China's consumer price index rose to 3.8% year-on-year in February, driven by soaring oil prices and unprecedented holiday season demand, signaling stronger domestic consumption and potential monetary tightening. The rise pressures global commodity markets and heightens expectations of policy divergence with major central banks.

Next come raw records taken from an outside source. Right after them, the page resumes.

PR #5061, opened 2019-08-20
Amqp tracing support

samvaity:
- Added support for OpenTelemetry for AMQP Libraries
- EventHubs Send instrumented with Context propogation (amqp)
- EventHubs Process instrumented with Context propogation (amqp)

### DIFF
--- a/sdk/core/azure-core-amqp/src/main/java/com/azure/core/amqp/implementation/TracerProvider.java
+++ b/sdk/core/azure-core-amqp/src/main/java/com/azure/core/amqp/implementation/TracerProvider.java
@@ -6,6 +6,7 @@ import com.azure.core.amqp.exception.AmqpException;
 import com.azure.core.implementation.tracing.ProcessKind;
 import com.azure.core.implementation.tracing.Tracer;
 import com.azure.core.util.Context;
+import com.azure.core.util.logging.ClientLogger;
 import reactor.core.publisher.Signal;
 
 import java.util.ArrayList;
@@ -15,7 +16,7 @@ import java.util.Objects;
 import static com.azure.core.implementation.tracing.Tracer.OPENTELEMETRY_SPAN_KEY;
 
 public class TracerProvider {
-
+    private final ClientLogger logger = new ClientLogger(TracerProvider.class);
     private final List<Tracer> tracers = new ArrayList<>();
 
     public TracerProvider(Iterable<Tracer> tracers) {
@@ -41,7 +42,8 @@ public class TracerProvider {
     public Context startSpan(Context context, ProcessKind processKind) {
         Context local = Objects.requireNonNull(context, "'context' cannot be null");
         Objects.requireNonNull(processKind, "'processKind' cannot be null");
-        String spanName = "Azure.eventhubs." + processKind.getProcessKind();
+        String spanName = getSpanName(processKind);
+
         for (Tracer tracer : tracers) {
             local = tracer.start(spanName, local, processKind);
         }
@@ -118,5 +120,25 @@ public class TracerProvider {
         for (Tracer tracer : tracers) {
             tracer.end(statusMessage, throwable, context);
         }
+    }
+
+    private String getSpanName(ProcessKind processKind) {
+        String spanName = "Azure.eventhubs.";
+        switch (processKind) {
+            case SEND:
+                spanName += "send";
+                break;
+            case RECEIVE:
+                spanName += "message";
+                break;
+            case PROCESS:
+                spanName += "process";
+                break;
+            default:
+                logger.warning("Unknown processKind type: {}", processKind);
+                break;
+        }
+
+        return spanName;
     }
 }
--- a/sdk/core/azure-core/src/main/java/com/azure/core/implementation/tracing/ProcessKind.java
+++ b/sdk/core/azure-core/src/main/java/com/azure/core/implementation/tracing/ProcessKind.java
@@ -10,28 +10,13 @@ public enum ProcessKind {
     /**
      * Amqp Send Message process call to send data.
      */
-    SEND("send"),
+    SEND,
     /**
      * Amqp message process call to receive data.
      */
-    RECEIVE("message"),
+    RECEIVE,
     /**
      * Custom process call to process received messages.
      */
-    PROCESS("process");
-
-    private final String processKind;
-
-    ProcessKind(String processKind) {
-        this.processKind = processKind;
-    }
-
-    /**
-     * Gets the AMQP process type.
-     *
-     * @return AMQP process type for the calling method.
-     */
-    public String getProcessKind() {
-        return processKind;
-    }
+    PROCESS
 }


sdk/core/azure-core-amqp/src/main/java/com/azure/core/amqp/implementation/TraceUtil.java
```diff
@@ -0,0 +1,55 @@
...
+
+import com.azure.core.amqp.exception.AmqpException;
+import com.azure.core.implementation.tracing.TracerProxy;
+import com.azure.core.util.Context;
+import reactor.core.publisher.Signal;
+
+import java.util.Optional;
+
+public final class TraceUtil {
+
```
JonathanGiles: Add a private no-op constructor here just to defend against people creating instances of this class for no reason.

samvaity:
> I'm guessing this still needs updating before PR review is ready?

Yes some TODO's mentioned [here](https://github.com/Azure/azure-sdk-for-java/pull/5061#issue-309246264). But this will be the initial work for supporting Tracing in AMQP.

sdk/eventhubs/azure-messaging-eventhubs/src/main/java/com/azure/messaging/eventhubs/EventData.java
```diff
@@ -171,6 +174,17 @@ public EventData addProperty(String key, Object value) {
...
+    /**
+     * Creates a new {@link Context} object with all the keys and values provided
+     *
+     * @param context The key value pair object
+     * @return The updated EventData object.
+     */
+    public EventData context(Context context) {
+        this.context = context;
+        return this;
+    }
```
JonathanGiles: @conniey Do you want to give your thoughts on this? Do you want Context passed in to the constructor or is this ok?

sdk/core/azure-core/src/main/java/com/azure/core/implementation/tracing/Tracer.java
```diff
@@ -47,6 +84,15 @@
...
     void end(int responseCode, Throwable error, Context context);
 
+    /**
+     * Completes the current tracing span.
+     *
+     * @param errorCondition the error message that occurred during the call.
+     * @param error Potential throwable that happened during the span.
+     * @param context Additional metadata that is passed through the call stack.
+     */
+    void end(String errorCondition, Throwable error, Context context);
```
conniey: This is oddly specific to AMQP. Is it better to have an AMQP specific Tracer?

sdk/eventhubs/azure-messaging-eventhubs/src/main/java/com/azure/messaging/eventhubs/EventData.java
conniey: I'd prefer the fields to be immutable, so having this as a constructor parameter is better, imho.

sdk/eventhubs/azure-messaging-eventhubs/src/main/java/com/azure/messaging/eventhubs/EventHubAsyncProducer.java
```diff
@@ -110,6 +115,10 @@
     private final EventHubProducerOptions senderOptions;
     private final Mono<AmqpSendLink> sendLinkMono;
     private final boolean isPartitionSender;
+    private final String entityPath = Tracer.OPENTELEMETRY_AMQP_ENTITY_PATH;
```
conniey: Why allocate fields for something that is a constant?

sdk/eventhubs/azure-messaging-eventhubs/src/main/java/com/azure/messaging/eventhubs/EventProcessor.java
```diff
@@ -44,6 +49,9 @@
     private static final long INTERVAL_IN_SECONDS = 10; // run every 10 seconds
     private static final long INITIAL_DELAY = 0; // start immediately
     private static final long OWNERSHIP_EXPIRATION_TIME_IN_MILLIS = TimeUnit.SECONDS.toMillis(30);
+    private static final String SPAN_CONTEXT = Tracer.OPENTELEMETRY_AMQP_EVENT_SPAN_CONTEXT;
```
conniey: These fields don't need to exist.

sdk/eventhubs/azure-messaging-eventhubs/src/main/java/com/azure/messaging/eventhubs/EventProcessor.java
```diff
@@ -229,14 +237,48 @@ private void receiveEvents(PartitionOwnership partitionOwnership) {
...
+                startScopedTracingSpan(eventData, processSpanContext);
+                partitionProcessor.processEvent(eventData).subscribe(unused -> {
+                }, partitionProcessor::processError);
+                endScopedTracingSpan(processSpanContext);
+            },
                 partitionProcessor::processError,
-                // Currently, there is no way to distinguish if the receiver was closed because
-                // another receiver with higher/same owner level(epoch) connected or because
-                // this event processor explicitly called close on this consumer.
+            // Currently, there is no way to distinguish if the receiver was closed because
```
conniey: This can be undone? It looks like the comments are not at the same indentation level.

sdk/eventhubs/azure-messaging-eventhubs/src/main/java/com/azure/messaging/eventhubs/implementation/AmqpSendLink.java
```diff
@@ -45,4 +45,11 @@
      * Gets the context for this AMQP send link.
      */
     ErrorContext getErrorContext();
+
+    /**
+     * The remote endpoint path this link is connected to.
+     *
+     * @return The remote endpoint path this link is connected to.
+     */
+    String getHostname();
```
conniey: This hostname is common to an AmqpLink. Update azure-core-amqp's AmqpLink to have this method

sdk/tracing/tracing-opentelemetry/src/main/java/com/azure/tracing/opentelemetry/OpenTelemetryTracer.java
```diff
@@ -23,34 +31,57 @@
     private static final Tracer TRACER = Tracing.getTracer();
     private static final String OPENTELEMETRY_SPAN_KEY = com.azure.core.implementation.tracing.Tracer.OPENTELEMETRY_SPAN_KEY;
     private static final String OPENTELEMETRY_SPAN_NAME_KEY = com.azure.core.implementation.tracing.Tracer.OPENTELEMETRY_SPAN_NAME_KEY;
+    private static final String DIAGNOSTIC_ID = com.azure.core.implementation.tracing.Tracer.OPENTELEMETRY_DIAGNOSTIC_ID_KEY;
```
conniey: This seems like a duplicated memory allocation. You can import the constant as a static import.

sdk/core/azure-core-amqp/src/main/java/com/azure/core/amqp/implementation/TraceUtil.java
```diff
@@ -0,0 +1,87 @@
...
+import com.azure.core.implementation.tracing.TracerProxy;
+import com.azure.core.util.Context;
+import reactor.core.publisher.Signal;
+
+/**
+ * Helper class to help start tracing spans.
+ */
+public class TraceUtil {
+
+    private static final String OPENTELEMETRY_SPAN_KEY = com.azure.core.implementation.tracing.Tracer.OPENTELEMETRY_SPAN_KEY;
```
srnagar: You could import this field statically instead of redefining another constant here.

sdk/core/azure-core/src/main/java/com/azure/core/implementation/tracing/TracerProxy.java
```diff
@@ -38,6 +38,26 @@ public static Context start(String methodName, Context context) {
         return local;
     }
 
+    /**
```
conniey: Still not a fan of TracerProxy being a static class. makes it hard to test

sdk/core/azure-core-amqp/src/main/java/com/azure/core/amqp/implementation/TraceUtil.java
```diff
@@ -0,0 +1,87 @@
...
+    }
+
+    /**
+     * Starts the tracing span for the current service call.
+     *
+     * @param context Context information about the current service call.
+     * @return The updated context containing the span context.
+     */
+    public static Context start(String methodName, Context context) {
+        String spanName = String.format("Azure.eventhubs.%s", methodName);
```
srnagar: `String.format()` is generally slower than just using `+`. You could instead use `"Azure.eventhubs" + methodName`. Given that `start()` call is made every single time a service call is made, we should try and avoid this.

https://kylewbanks.com/blog/java-string-concatenation-vs-stringbuilder-vs-string-format-performance
https://stackoverflow.com/questions/513600/should-i-use-javas-string-format-if-performance-is-important

sdk/core/azure-core-amqp/src/main/java/com/azure/core/amqp/implementation/TraceUtil.java
```diff
@@ -0,0 +1,87 @@
...
+    }
+
+    /**
+     * Starts a new scoped tracing span for the current service call.
+     *
+     * @param context Context information about the current service call.
+     * @return The updated context containing the span context.
+     */
+    public static Context startScopedSpan(String methodName, Context context) {
+        String spanName = String.format("Azure.eventhubs.%s", methodName);
```
srnagar: same here.

sdk/core/azure-core-amqp/src/main/java/com/azure/core/amqp/implementation/TraceUtil.java
```diff
@@ -0,0 +1,87 @@
...
+        context = TracerProxy.setSpanName(spanName, context);
+        return TracerProxy.startScopedSpan(spanName, context);
+    }
+
+    /**
+     * Given a context containing the current tracing span the span is marked completed with status info from {@link Signal}
+     *
+     * @param context Additional metadata that is passed through the call stack.
+     * @param signal The signal indicates the status and contains the metadata we need to end the tracing span.
+     *
```
srnagar: nit: remove this line

sdk/core/azure-core/src/main/java/com/azure/core/implementation/tracing/TracerProxy.java
conniey: Can we instead, pass a "Tracer" into EventHubClient as a ctor parameter and propagate that? That way, we can mock the other calls.

sdk/core/azure-core/src/main/java/com/azure/core/implementation/tracing/TracerProxy.java
```diff
@@ -76,4 +96,38 @@ public static Context setSpanName(String spanName, Context context) {
...
+
+    /**
+     * For each tracer plugged into the SDK a new context is extracted from the event's diagnostic Id.
+     *
+     * @param diagnosticId Unique identifier of an external call from producer to the queue.
+     */
+    public static Context extractContext(String diagnosticId) {
+        Context local = Context.NONE;
+        for (Tracer tracer : tracers) {
+            local = tracer.extractContext(diagnosticId);
```
srnagar: If there are multiple tracers, wouldn't this `local` context be overwritten and only the last value retained?

sdk/eventhubs/azure-messaging-eventhubs/src/main/java/com/azure/messaging/eventhubs/EventHubAsyncProducer.java
```diff
@@ -296,19 +305,46 @@
...
                     final int batchSize = size > 0 ? size : MAX_MESSAGE_LENGTH_BYTES;
                     final BatchOptions batchOptions = new BatchOptions()
                         .partitionKey(partitionKey)
                         .maximumSizeInBytes(batchSize);
 
-                    return events.collect(new EventDataCollector(batchOptions, 1, () -> link.getErrorContext()));
+                    return events.map(eventData -> {
+                        Context parentContext = eventData.context();
+                        Context entityContext = parentContext.addData(entityPath, link.getEntityPath());
+                        sendSpanContext.set(TraceUtil.start("send", entityContext.addData(hostName, link.getHostname())));
```
srnagar: Using the static method to `start` will be hard to unit test.

sdk/eventhubs/azure-messaging-eventhubs/src/main/java/com/azure/messaging/eventhubs/implementation/AmqpSendLink.java
srnagar: Should this be called the `getEndpoint()` since the javadoc refers this to endpoint?

sdk/tracing/tracing-opentelemetry/src/main/java/com/azure/tracing/opentelemetry/OpenTelemetryTracer.java
srnagar: You can use static imports instead for all these constants.

sdk/tracing/tracing-opentelemetry/src/main/java/com/azure/tracing/opentelemetry/implementation/AmqpPropagationFormatUtil.java
```diff
@@ -0,0 +1,58 @@
...
+    }
+
+    /**
+     * Parse span context and get the diagnostic Id for that event.
+     *
+     * @param spanContext the span context.
+     * @retrun The dignostic Id
+     */
+    public static String getDiagnosticId(SpanContext spanContext) {
+        char[] chars = new char[55];
```
conniey: Is there a spec to look at for this?

sdk/tracing/tracing-opentelemetry/src/main/java/com/azure/tracing/opentelemetry/implementation/AmqpTraceUtil.java
```diff
@@ -0,0 +1,108 @@
+// Copyright (c) Microsoft Corporation. All rights reserved.
+// Licensed under the MIT License.
+
+package com.azure.tracing.opentelemetry.implementation;
+
+import io.opencensus.trace.Status;
+
+public final class AmqpTraceUtil {
```
conniey: This is a lot of duplication that doesn't belong in this library. I'd add a reference to azure-core-amqp and use those string constants instead.

conniey: Where did the mapping from ErrorCondition to status codes come from? maybe that can live in azure-core-amqp if they are common. I know there are a few in azure-core-amqp.

sdk/tracing/tracing-opentelemetry/src/main/java/com/azure/tracing/opentelemetry/OpenTelemetryTracer.java
```diff
@@ -23,34 +31,57 @@
...
-    public Context start(String methodName, Context context) {
-        Span parentSpan = (Span) context.getData(OPENTELEMETRY_SPAN_KEY).orElse(TRACER.getCurrentSpan());
-        String spanName = (String) context.getData(OPENTELEMETRY_SPAN_NAME_KEY).orElse(methodName);
-
-        SpanBuilder spanBuilder = TRACER.spanBuilderWithExplicitParent(spanName, parentSpan);
-        Span span = spanBuilder.startSpan();
-
+    public Context start(String spanName, Context context) {
+        Span span = startSpanWithExplicitParent(spanName, context);
+        if (context.getData(ENTITY_PATH).isPresent() && span.getOptions().contains(Span.Options.RECORD_EVENTS)) {
```
lmolkova: I think I'm missing  something
1. we start span from explicit parent - fine
2. if there is entity path, we add it to span - fine
3. why we setContextData  if there is no entity path OR span is sampled out? - this doesn't look right

sdk/tracing/tracing-opentelemetry/src/main/java/com/azure/tracing/opentelemetry/OpenTelemetryTracer.java
```diff
@@ -23,34 +31,57 @@
...
+            // If span is sampled in, add additional TRACING attributes
+            addSpanRequestAttributes(span, context, spanName);
+        } else {
+            // Add diagnostic Id to Context
+            context = setContextData(span);
```
lmolkova: I think I'm missing something

we start span from explicit parent - fine
if there is entity path, we add it to span - fine
why we setContextData if there is no entity path OR span is sampled out? - this doesn't look right

sdk/tracing/tracing-opentelemetry/src/main/java/com/azure/tracing/opentelemetry/OpenTelemetryTracer.java
```diff
@@ -73,4 +104,71 @@ public void setAttribute(String key, String value, Context context) {
...
+        Optional<Object> spanOptional = eventContext.getData(OPENTELEMETRY_SPAN_KEY); // TODO: we need this to be the parent span key
+
+        if (!spanOptional.isPresent()) {
+            logger.warning("Failed to find span to link it.");
+            return;
+        }
+        SpanContext spanContext = (SpanContext) spanContextOptional.get();
+        Span span = (Span) spanOptional.get();
+
+        span.addLink(Link.fromSpanContext(spanContext, PARENT_LINKED_SPAN));
```
lmolkova: can you please leave a TODO here (or where we call this method) that once we switch to OpenTelemetry, we need to add links before span is starter (and no link type - parent - is needed)

sdk/tracing/tracing-opentelemetry/src/main/java/com/azure/tracing/opentelemetry/OpenTelemetryTracer.java
lmolkova: I see, you distinguish 'message' from 'send' span this way. Is there a more obvious and stable way?

sdk/tracing/tracing-opentelemetry/src/main/java/com/azure/tracing/opentelemetry/implementation/AmqpPropagationFormatUtil.java
samvaity: This is the spec - https://gist.github.com/lmolkova/e4215c0f44a49ef824983382762e6b92#file-minimal_instrumentation-md

sdk/eventhubs/azure-messaging-eventhubs/src/main/java/com/azure/messaging/eventhubs/EventHubAsyncProducer.java
conniey: I'm hoping doing something more DI-ish like this will remove the need for it.
https://github.com/Azure/azure-sdk-for-java/pull/5061#discussion_r316944552

sdk/tracing/tracing-opentelemetry/src/main/java/com/azure/tracing/opentelemetry/OpenTelemetryTracer.java
lmolkova: Also 'send' span should have client kind, 'message' can have no kind and 'process' should be 'server' kind - we should somehow add it here or in other appropriate method

sdk/eventhubs/azure-messaging-eventhubs/src/main/java/com/azure/messaging/eventhubs/implementation/AmqpSendLink.java
conniey: It's that weird string like: eh-namespace.servicebus.windows.net. I'm not sure it's an endpoint because we can't use https:// or sb:// to connect to it. In the track1 code they called it "hostname" so I maintained that name.

sdk/tracing/tracing-opentelemetry/src/main/java/com/azure/tracing/opentelemetry/OpenTelemetryTracer.java
samvaity: I think we can directly use the span name to distinguish that. It would be well-formed by the time it reaches here. `Azure.eventhubs.send` and `Azure.eventhubs.message`

sdk/tracing/tracing-opentelemetry/src/main/java/com/azure/tracing/opentelemetry/implementation/AmqpPropagationFormatUtil.java
conniey: Can we add documentation in the javadocs how this gets created? A year from now, someone else looking at this would have no idea.

sdk/eventhubs/azure-messaging-eventhubs/src/main/java/com/azure/messaging/eventhubs/implementation/AmqpSendLink.java
samvaity: yeah, the javadoc was the same from above `EntityPath`. Updated it.

sdk/tracing/tracing-opentelemetry/src/main/java/com/azure/tracing/opentelemetry/OpenTelemetryTracer.java
lmolkova: can we do this without relying on the span name? E.g. explicitly call setContextData when needed? 
It seems like if span name changes or we need to add other kids of spans, we'd have special-case all names here. 
This is also a bit hard to read and follow.

sdk/tracing/tracing-opentelemetry/src/main/java/com/azure/tracing/opentelemetry/OpenTelemetryTracer.java
```diff
@@ -6,51 +6,82 @@
...
-    public Context start(String methodName, Context context) {
-        Span parentSpan = (Span) context.getData(OPENTELEMETRY_SPAN_KEY).orElse(TRACER.getCurrentSpan());
-        String spanName = (String) context.getData(OPENTELEMETRY_SPAN_NAME_KEY).orElse(methodName);
-
-        SpanBuilder spanBuilder = TRACER.spanBuilderWithExplicitParent(spanName, parentSpan);
-        Span span = spanBuilder.startSpan();
+    public Context start(String spanName, Context context) {
+        SpanBuilder spanBuilder = startSpanWithExplicitParent(spanName, context);
+        Span span;
+        if (spanName.contains("send")) {
```
lmolkova: what if we add receive? will we need to special-case it too? Is there a more explicit way to assign kind to span?

sdk/eventhubs/azure-messaging-eventhubs/src/main/java/com/azure/messaging/eventhubs/EventProcessor.java
```diff
@@ -229,14 +236,48 @@ private void receiveEvents(PartitionOwnership partitionOwnership) {
...
             .createPartitionProcessor(partitionContext, checkpointManager);
         partitionProcessor.initialize().subscribe();
-
+        final AtomicReference<Context> processSpanContext = new AtomicReference<>(Context.NONE);
         consumer.receive().subscribeOn(Schedulers.newElastic("PartitionPump"))
-            .subscribe(eventData -> partitionProcessor.processEvent(eventData).subscribe(unused -> {
-            }, partitionProcessor::processError),
+            .subscribe(eventData -> {
+                startScopedTracingSpan(eventData, processSpanContext);
+                partitionProcessor.processEvent(eventData).subscribe(unused -> {
```
lmolkova: I recall this is asyn call `partitionProcessor.processEvent`, right? If so, `endScopedTracingSpan(processSpanContext)` happens before user code returns? Or am I missing something?

sdk/tracing/tracing-opentelemetry/src/main/java/com/azure/tracing/opentelemetry/OpenTelemetryTracer.java
```diff
@@ -6,51 +6,82 @@
...
+        return context.addData(OPENTELEMETRY_SPAN_KEY, spanBuilder.startSpan());
+    }
 
-        return context.addData(OPENTELEMETRY_SPAN_KEY, span);
+    @Override
+    public Context startScopedSpan(String spanName, Context context) {
+        Span span;
+        if (context.getData(SPAN_CONTEXT).isPresent()) {
+            span = startSpanWithRemoteParent(spanName, context);
+        } else {
```
lmolkova: this is not an obvious way to distinguish 'process'  span from others. If there a more explicit way that does not rely on presence of context or span name?

sdk/eventhubs/azure-messaging-eventhubs/src/main/java/com/azure/messaging/eventhubs/EventProcessor.java
```diff
@@ -229,14 +236,48 @@ private void receiveEvents(PartitionOwnership partitionOwnership) {
...
                 // Currently, there is no way to distinguish if the receiver was closed because
                 // another receiver with higher/same owner level(epoch) connected or because
                 // this event processor explicitly called close on this consumer.
                 () -> partitionProcessor.close(CloseReason.LOST_PARTITION_OWNERSHIP));
     }
+
+    /*
+     * Starts a new process tracing span and attached context the EventData object for users.
+     */
+    private void startScopedTracingSpan(EventData eventData, AtomicReference<Context> processSpanContext) {
```
lmolkova: this method doesn't seem like general-purpose one and only creates process spans, maybe is should be called like that?

sdk/eventhubs/azure-messaging-eventhubs/src/main/java/com/azure/messaging/eventhubs/EventProcessor.java
```diff
@@ -229,14 +236,48 @@ private void receiveEvents(PartitionOwnership partitionOwnership) {
...
+        if (!processSpanContext.get().getData("scope").isPresent()) {
+            return;
+        }
+        Closeable close = (Closeable) processSpanContext.get().getData("scope").get();
+        try {
+            close.close();
+        } catch (IOException ioException) {
+            logger.error("EventProcessor.run() endTracingSpan().close() failed with an error %s", ioException);
+        }
+        TraceUtil.endTracingSpan(processSpanContext.get(), null);
```
lmolkova: what if processing results with an exception on the user side, how do we set error status for processing span?

samvaity: the doOnEach will get us OnComplete and OnError so then we can just pass down the error and have the user error message in the description for Status.

sdk/core/azure-core/src/main/java/com/azure/core/implementation/tracing/TracerProxy.java
samvaity: updated to keep adding the context for each tracer to `local` context object.

sdk/eventhubs/azure-messaging-eventhubs/src/main/java/com/azure/messaging/eventhubs/EventProcessor.java
samvaity: same as [this](https://github.com/Azure/azure-sdk-for-java/pull/5061#discussion_r317320920)
doOnEach will wait till an item is emitted with success or error signal.

sdk/eventhubs/azure-messaging-eventhubs/src/main/java/com/azure/messaging/eventhubs/EventData.java
samvaity: In this, we have a scenario where we need the updated `EventData` object with the new span Context attached to it. But to do so, 

1. We would either need to add a method similar to `addProperty` to achieve it which returns the updated EventData object.
2. Or create a new `EventData` object from the parameterized constructor(with Context) using the existing event data object (overkill?)

Thoughts?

  • China’s CPI rose to 3.8% year-on-year in February, the highest since January 2022
  • Oil prices (CL=F) surged 12.3% annually, contributing significantly to inflation
  • Lunar New Year spending reached a record high, up 18% vs. pre-pandemic levels
  • Core CPI stood at 1.9%, indicating persistent inflation beyond energy
  • Market volatility increased, with VIX rising 14% to 18.7
  • EUR/USD dipped to 1.0850 amid expectations of policy divergence

China’s inflation accelerated sharply in February, reaching 3.8% annually—the highest level since 2022—as energy costs and robust consumer spending converged to fuel price growth. The increase was largely attributed to a 12.3% year-on-year jump in oil prices, reflected in the CL=F futures contract, which climbed above $87 per barrel during the period. This surge coincided with a record-breaking Lunar New Year travel and retail season, where spending exceeded expectations by 18% compared to pre-pandemic levels. The core CPI, excluding food and energy, rose to 1.9%, indicating broad-based inflationary pressures beyond commodities. This combination of high headline inflation and persistent underlying trends suggests that domestic demand is recovering faster than anticipated, potentially prompting the People’s Bank of China to reconsider its accommodative stance. Market watchers now anticipate a possible policy tightening in the second half of 2026, especially if inflation remains above the 3% threshold. Global markets reacted with heightened volatility, as the VIX index jumped 14% to 18.7, signaling increased risk aversion. The EUR/USD pair weakened slightly to 1.0850 amid speculation that diverging monetary policies between China and the U.S. could influence capital flows. Commodity traders also adjusted positions, with energy-related equities and mining stocks posting gains.